当時中学生だった私は、少女マンガが大好きでした。特に月二回発行される「花とゆめ」を知ってからはますますマンガ熱が上がり、(それまでは「プリンセス」などを購読していた)そこに連載されているマンガで気に入ったものはすぐにコミックスを集めていたのです。
そしてその頃に特に私が夢中になったマンガが、那須雪絵著の「ここはグリーンウッド」でした。花とゆめ本誌を買い始めた頃にはすでに「グリーンウッド」の連載は始まっていて、途中から読むと「???」という内容だったのですが、それでも「このマンガは面白い!」と感じたものです。
早速既刊のコミックスを買いそろえて、読み込みました。とにかく、少女マンガとはいえどちらかというと少年マンガよりの絵柄がすっきりしています。はじめはその絵柄に少し抵抗もあったのですが、内容を知るにつれて、「この絵柄でないとダメだ」と感じるようになりました。
「グリーンウッド」を読んでいた私は中学生で、「グリーンウッド」に出てくる高校生のキャラクターがものすごく大人に見えたものです。高校生って、こんなにすごいんだ~、東京に行くとこんな高校生がいるのかな?などと夢想しながら読みました。
男子校の男子寮が舞台と言う異色の設定の中で、取り上げられるテーマも少女マンガにありがちな恋愛ものがメインではありません。打たれ弱い主人公の蓮川を中心に、学内学外で起きるイベントがテーマです。
メインキャラの二人、光流と忍という人物のキャラ設定も魅力的で、忍が、その生い立ちゆえに背負っていた暗黒部分を光流が突き壊したエピソードは今も胸に残っています。おそらく家からは逃れられないであろう忍と、生まれてすぐに捨てられたという過去を持つ光流が、お互いを認め合ってからの結びつきには憧れました。

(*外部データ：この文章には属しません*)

PR #1854, opened 2019-09-13
Fix 7SegmentLED_LTS6760_LTS6780

cpresser:
Body size was 12.5, but it is 12.6mm
Also fixed silk screen width and position to be completely outside if F.Fab

Related: https://github.com/KiCad/kicad-symbols/pull/2051

---


poeschlr:
The courtyard outline would also need fixing.

cpresser:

恋愛とは無縁かと思われた蓮川も、初恋の義姉への思いを断ち切って、ヤンキー少女美也との恋を成就させます。あんな一本気な少年に愛される美也も羨ましく思ったものです。
当時大人気だった「グリーンウッド」は、イメージCDなども販売していました。その中に「雨宿り」という一曲があります。「巡り合う 奇跡があれば もう一度かなうのかも しばらくはこのままここで 大きな樹の下で 雨宿り」というフレーズは今でも胸に残っています。 誰も信じられずに生きてきた忍が、唯一心を許せる相手(光流)に巡り合えた心情を謳った歌です。
今ではとっくに高校生ですらなくなった私ですが、グリーンウッドを読むと、「光流先輩」と、少女の頃に戻ってしまうのでした。